LIMA (Reuters) – A team of archeologists have discovered the ruins of what appears to be a 4,000-year-old ceremonial temple buried in a sand dune of northern Peru, alongside skeletal human remains which may have been offerings for religious rituals.
The ruins were discovered in the sandy desert district of Zana, in the South American country’s Lambayeque region, a short stretch from the Pacific Ocean and some 780 km (484 miles) north of the capital Lima.
“We are still waiting for radio-carbon dating to confirm the date, but the evidence suggests this religious construction could be part of a religious tradition of temples built on Peru’s northern coast during that period,” said Luis Muro, an archeologist from Peru’s Pontifical Catholic University who led the research.
Muro’s team found the skeletal remains of three adults between the walls and bases of what was once a multi-story structure, one of which was accompanied by offerings and possibly wrapped in a kind of linen or clothing, he said.
One of the temple walls sports a high-relief drawing of a mythological figure with a human body and a bird’s head, a design which Muro said predates the pre-Hispanic Chavin culture which populated the central Peruvian coast for over half a millennia from around 900 BC.
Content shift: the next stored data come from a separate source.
PR #1428, opened 2018-08-16
Move zscore parameters into the TaxonScoringModel

jshoe:
- A little messy but more flexible for further attributes in the future.
- So now a TaxonScoringModel.attributes_json is like `{ "zscore_min": -99, "zscore_max": 99, "zscore_when_absent_from_sample": -100, "zscore_when_absent_from_bg": 100 }` (same values as default before)

- Tested by loading a couple reports and heatmaps. Confirmed that the Rails logs are using the right values (with different TaxonScoringModels locally).
- Performance on report loads is about the same.
- So this PR should not have any user visible changes.


app/lib/report_helper.rb
```diff
@@ -200,7 +197,20 @@ def all_categories
...
+    # Load scoring model attributes
+    scoring_model ||= TaxonScoringModel::DEFAULT_MODEL_NAME
+    tsm = TaxonScoringModel.find_by(name: scoring_model)
+    JSON.parse(tsm.attributes_json)
+  end
+
+  def fetch_taxon_counts(pipeline_run_id, background_id, scoring_model)
+    # Use scoring model attributes
+    model_attributes = fetch_scoring_model_attributes(scoring_model)
+    zscore_min = model_attributes["zscore_min"]
```
cdebourcy: What if a new scoring model doesn't specify these limits? Should it break?

app/lib/report_helper.rb
```diff
@@ -311,9 +327,9 @@ def fetch_top_taxons(samples, background_id, categories)
         result_hash[pipeline_run_id] = { "pr" => pr, "taxon_counts" => [] }
       end
       row["rpm"] = row["r"] / ((pr.total_reads - pr.total_ercc_reads.to_i) * pr.subsample_fraction) * 1_000_000.0
-      row["zscore"] = row["stdev"].nil? ? ZSCORE_WHEN_ABSENT_FROM_BACKGROUND : ((row["rpm"] - row["mean"]) / row["stdev"])
-      row["zscore"] = ZSCORE_MAX if row["zscore"] > ZSCORE_MAX && row["zscore"] != ZSCORE_WHEN_ABSENT_FROM_BACKGROUND
-      row["zcore"] = ZSCORE_MIN if row["zscore"] < ZSCORE_MIN
+      row["zscore"] = row["stdev"].nil? ? zscore_when_absent_from_bg : ((row["rpm"] - row["mean"]) / row["stdev"])
```
cdebourcy: Can this be refactored so that the code for computing zscore from the scoring model exists only once? Right now it is duplicated in `fetch_top_taxons` / `fetch_taxon_counts`. Maybe you can refactor `fetch_top_taxons` so that it is a single SQL query just like in `fetch_taxon_counts`, and then deduplicate.

Since you're now establishing a relationship between scoring model and z-score (when before it was just about the aggregate score), I think you should encapsulate the z-score calculation in a well-documented function that explains how it links back to the scoring model.

Also, since zscore_min / zscore_max / zscore_when_absent_from_bg are basically mandatory now with your change, I think perhaps you should make them explicit columns in the schema (maybe with a default).

boris-dimitrov: Good suggestions about cleaning up the code, except I was hoping that adding parameters can be achieved without adding columns to the DBs schema, just adding keys and values to a json dict.

As it is, the lets you define a function.  What are doing here, is letting you define a class.   The class has some fields that represent parameters, and some fields that represent computations, like the aggregate score.

This simply takes the existing work and extends it.   Fundamentally, this direction is for adding easier programmability.   Its essentially a general purpose program module or class represented as a json data structure.

boris-dimitrov: The super specific need is that this allows users to experiment easily with different thresholds for improving the signal to noise for the highest scores, which are the ones shown at the top of the report page.   We don't want to force another choice on users without letting them evaluate different params vs each other, and since Yunfang already laid the foundation, this looked like the straightforward step to build on that.

PR #1435, opened 2018-08-17
Bug fix for report trying to load when sample is still pending

jshoe:
Basically remove `@pipeline_run.adjusted_remaining_reads.to_i > 0` b/c that's generated on the fly and no longer indicates the report is ready.

### DIFF
--- a/app/controllers/samples_controller.rb
+++ b/app/controllers/samples_controller.rb
@@ -175,20 +175,20 @@ class SamplesController < ApplicationController
     @report_page_params = { pipeline_version: @pipeline_version, background_id: background_id } if background_id
     @report_page_params[:scoring_model] = params[:scoring_model] if params[:scoring_model]
 
-    # Report is ready if the pipeline run has results finalized and did not
-    # fail, or if all its output states are loaded.
-    if @pipeline_run && ((@pipeline_run.results_finalized? && !@pipeline_run.failed?) || @pipeline_run.report_ready?)
-      if background_id
-        @report_present = 1
-        @report_ts = @pipeline_run.updated_at.to_i
-        @all_categories = all_categories
-        @report_details = report_details(@pipeline_run, current_user.id)
-        @ercc_comparison = @pipeline_run.compare_ercc_counts
-      end
+    # Report is ready if pipeline run has results finalized and did not fail
+    # (success), or if all its output states are loaded successfully.
+    if @pipeline_run &&
+       ((@pipeline_run.results_finalized? && !@pipeline_run.failed?) || @pipeline_run.report_ready?) &&
+       background_id
+      @report_present = 1
+      @report_ts = @pipeline_run.updated_at.to_i
+      @all_categories = all_categories
+      @report_details = report_details(@pipeline_run, current_user.id)
+      @ercc_comparison = @pipeline_run.compare_ercc_counts
+    end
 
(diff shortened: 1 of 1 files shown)


app/controllers/samples_controller.rb
```diff
@@ -174,18 +174,21 @@ def show
...
-      end
 
-      if @pipeline_run.failed?
-        @pipeline_run_retriable = true
-      end
+    # Report is ready if pipeline run has results finalized and did not fail
+    # (success), or if all its output states are loaded successfully.
+    if @pipeline_run &&
+       ((@pipeline_run.results_finalized? && !@pipeline_run.failed?) || @pipeline_run.report_ready?) &&
+       background_id
```
tfrcarvalho: Can you try to reformat the code here like
```
if @pipeline_run 
   && ((@pipeline_run.results_finalized? && !@pipeline_run.failed?) || @pipeline_run.report_ready?) 
   && background_id
```

tfrcarvalho: Or does it get formatted automatically?

app/controllers/samples_controller.rb
```diff
@@ -174,18 +174,21 @@ def show
...
-        @report_details = report_details(@pipeline_run, current_user.id)
-        @ercc_comparison = @pipeline_run.compare_ercc_counts
-      end
 
-      if @pipeline_run.failed?
-        @pipeline_run_retriable = true
-      end
+    # Report is ready if pipeline run has results finalized and did not fail
+    # (success), or if all its output states are loaded successfully.
+    if @pipeline_run &&
```
tfrcarvalho: So, report can be ready event if the `report_ready` flag is not set?

app/controllers/samples_controller.rb
```diff
@@ -174,18 +174,21 @@ def show
...
+       ((@pipeline_run.results_finalized? && !@pipeline_run.failed?) || @pipeline_run.report_ready?) &&
+       background_id
+      @report_present = 1
+      @report_ts = @pipeline_run.updated_at.to_i
+      @all_categories = all_categories
+      @report_details = report_details(@pipeline_run, current_user.id)
+      @ercc_comparison = @pipeline_run.compare_ercc_counts
+    end
+
+    if @pipeline_run && @pipeline_run.results_finalized? && @pipeline_run.failed?
```
tfrcarvalho: You do not need to check `pipeline_run` here.

app/controllers/samples_controller.rb
jshoe: Oh you can't do that in Ruby actually apparently. Says unexpected &&

app/controllers/samples_controller.rb
jshoe: Actually it doesn't look like it anymore

jshoe: Oh wait actually this is so that some "COMPLETE*" reports that failed post processing can still be loaded.. report_ready? is only true if all output states succeed so it's hacky but the COMPLETE* ones will still load with results_finalized and !failed..

app/controllers/samples_controller.rb
tfrcarvalho: ok, never mind then

jshoe:
- Going to address Travis

PR #1436, opened 2018-08-18
WIP: View for list of phylogenetic trees.

tfrcarvalho:
Creates a view to visualizate pre-created phylo trees.


tfrcarvalho:
@cdebourcy 
* **reroot**: It has the reroot feature already on double click the node;
* **scale span**: yeah, I will work on the scale in a follow up PR. Do not want to extend this PR right now.
* **null tree**: last commit should avoid the crash. In any case, maybe the backend should not return unavailable trees for this page?

cdebourcy:
Thanks! Awesome about the rerooting, sorry I missed it! Agreed, the scale change can be for later. I do think we should surface trees that are not yet available -- with an appropriate status description (just like samples that haven't finished processing)

tfrcarvalho:
Ok, I will consider the workflow for not completed trees in the next iteration.
Can you approve this as is for now?

tfrcarvalho:
Shows "tree not available" for when newick string is empty or null.

PR #1441, opened 2018-08-20
disable rubocop "each -> find_each" rule

cdebourcy:
Rubocop's auto-conversion of `each` to `find_each` in https://github.com/chanzuckerberg/idseq-web/blob/4489573c2a973a8af90df09450f67a2a369679bd/app/models/taxon_lineage.rb#L58 more than doubles the load time of the report page.
Example: 
idseq-staging sample 905, on my local machine, takes 13 seconds to load with "each",
30 seconds with "find_each".

Also: each one of the TaxonLineage queries takes of order ~1 second. Next, will work on refactoring to change that.

### DIFF
--- a/app/models/taxon_lineage.rb
+++ b/app/models/taxon_lineage.rb
@@ -46,9 +46,8 @@ class TaxonLineage < ApplicationRecord
 
     # Get created_at date for our TaxonCount entries. Same for all TaxonCounts
     # in a PipelineRun.
-    # TODO: change this to get the created_at date from the smaller pipeline_run table.
-    #       And/or move the lineage selection mechanism into alignment_config.
-    valid_date = TaxonCount.where(pipeline_run_id: pipeline_run_id).select(:created_at).last.created_at
+    # TODO: Move the lineage selection mechanism into alignment_config.
+    valid_date = PipelineRun.find(pipeline_run_id).created_at
 
     # TODO: Should definitely be simplified with taxonomy/lineage refactoring.
     lineage_by_taxid = {}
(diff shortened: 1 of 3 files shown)


app/models/taxon_lineage.rb
```diff
@@ -46,7 +46,9 @@ def self.fill_lineage_details(tax_map, pipeline_run_id)
 
     # Get created_at date for our TaxonCount entries. Same for all TaxonCounts
     # in a PipelineRun.
-    valid_date = PipelineRun.find(pipeline_run_id).taxon_counts.last.created_at
+    # TODO: change this to get the created_at date from the smaller pipeline_run table.
+    #       And/or move the lineage selection mechanism into alignment_config.
+    valid_date = TaxonCount.where(pipeline_run_id: pipeline_run_id).select(:created_at).last.created_at
```
yunfangjuan: I thought you are going to change
PipelineRun.find(pipeline_run_id).created_at?

db/migrate/20180820164834_add_index_to_taxon_counts.rb
```diff
@@ -0,0 +1,4 @@
+class AddIndexToTaxonCounts < ActiveRecord::Migration[5.1]
```
yunfangjuan: don't need this?

app/models/taxon_lineage.rb
cdebourcy: Yes, I thought so too. But there are other places in the code where it uses the taxon_count date, so I left it in the interest of consistency. It will be a bigger undertaking to refactor all the places to use pipeline_run date -- want to do it properly (probably using alignment_config). That's why I added it as a TODO. Please let me know what you think.

db/migrate/20180820164834_add_index_to_taxon_counts.rb
cdebourcy: yep sorry checked in by mistake

PR #1444, opened 2018-08-23
Charles/taxon lookup perf

cdebourcy:
Speed up phylo_tree related pages.
Also, add an index to taxon_lineages to speed up the report page.

### DIFF
--- a/app/controllers/phylo_trees_controller.rb
+++ b/app/controllers/phylo_trees_controller.rb
@@ -58,16 +58,17 @@ class PhyloTreesController < ApplicationController
     # Retrieve pipeline runs that contain the specified taxid.
     eligible_pipeline_runs = current_power.pipeline_runs.top_completed_runs
     all_pipeline_run_ids_with_taxid = TaxonByterange.where(taxid: taxid).where(hit_type: 'NT').pluck(:pipeline_run_id)
-    eligible_pipeline_runs_with_taxid = eligible_pipeline_runs.where(id: all_pipeline_run_ids_with_taxid)
+    eligible_pipeline_run_ids_with_taxid = eligible_pipeline_runs.where(id: all_pipeline_run_ids_with_taxid).pluck(:id)
 
     # Retrieve information for displaying the tree's sample list.
-    @samples = sample_details_json(eligible_pipeline_runs_with_taxid, taxid)
+    @samples = sample_details_json(eligible_pipeline_run_ids_with_taxid, taxid)
 
     # Retrieve information about the taxon
-    example_taxon_count = eligible_pipeline_runs_with_taxid.first.taxon_counts.find_by(tax_id: taxid)
-    taxon_name = example_taxon_count ? example_taxon_count.name : nil
-    tax_level = example_taxon_count ? example_taxon_count.tax_level : nil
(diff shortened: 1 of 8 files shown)


app/controllers/phylo_trees_controller.rb
```diff
@@ -35,18 +35,34 @@ def index
...
+      taxon_lineage = TaxonLineage.where(taxid: taxid).last
+      @taxon = { taxid: taxid,
+                 # Hardcode the species-level for now.
+                 # TODO(charles): clean up when we actually implement genus-level support.
+                 name: taxon_lineage.species_name }
     end
 
-    @phylo_trees = @phylo_trees.as_json(include: :pipeline_runs)
+    # Augment tree data with number of pipeline_runs
+    run_counts_by_tree_id = ActiveRecord::Base.connection.select_all("
```
yunfangjuan: move this to pylo_tree.rb?

app/controllers/phylo_trees_controller.rb
```diff
@@ -120,27 +137,41 @@ def set_phylo_tree
...
+        (select
+           pipeline_runs.id as pipeline_run_id,
+           samples.name,
+           samples.project_id,
+           projects.name as project_name
+         from
+           ((pipeline_runs inner join samples on pipeline_runs.sample_id = samples.id)
+            inner join projects on samples.project_id = projects.id)
+         where pipeline_runs.id in (#{pipeline_run_ids.join(',')})) pipeline_runs_samples_projects
     ").to_hash
```
yunfangjuan: why to_hash not to_a, 
Also, instead of doing the multiple inner joins, you can really simplify the queries as the following. It's more readable and more optimizable by mysql. 

select xxxx from pipeline_runs, projects, samples where pipeline_runs.id in (the list) and pipeline_runs.sample_id = samples.id and samples.project_id = projects.id.

app/controllers/phylo_trees_controller.rb
```diff
@@ -120,27 +137,41 @@ def set_phylo_tree
...
+
+    # Also add:
+    # - number of reads matching the specified taxid in NT
+    # Do not include the query on taxon_counts in the previous query above using a join,
+    # because the taxon_counts table is large.
+    taxon_counts = TaxonCount.where(pipeline_run_id: pipeline_run_ids).where(tax_id: taxid).where(count_type: 'NT').index_by(&:pipeline_run_id)
```
yunfangjuan: make sure there's index for querying tax_id in taxon_counts.

cdebourcy: yes, there is 
```
t.index %w[pipeline_run_id tax_id count_type], name: "taxon_counts_pr_index", unique: true
```

cdebourcy: https://github.com/chanzuckerberg/idseq-web/blob/master/db/schema.rb#L349

app/controllers/phylo_trees_controller.rb
cdebourcy: Thanks for the simplification. The output of to_a and to_hash is the same in this case -- I'v changed it to to_a.

app/controllers/phylo_trees_controller.rb
cdebourcy: ok

PR #1445, opened 2018-08-24
Put postprocessing back in himem queue

jshoe:
- Boris's suggestion to put postprocessing back in the himem queue: https://czi.quip.com/64xeAX9iyMeZ/Learnings-from-cMAL-2-rerun-on-idseq-dag-and-new-result-monitor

Muro said remains of what might have been another temple were found in another excavation nearby, this one belonging to the late Moche culture, which arose about 1,400 years ago across the country’s northern coast.
Northern Peru is home to the ruins of ceremonial complexes such as the Sacred City of Caral, about 5,000 years old, while southern Peru’s Ica region hosts the Nazca lines, mysterious geoglyphs carved into the desert more than 1,500 years ago.
Peru’s most prominent archaeological site is the Incan citadel Machu Picchu, nestled in the mountainous Cusco province, a World Heritage site which was built in the mid-15th century.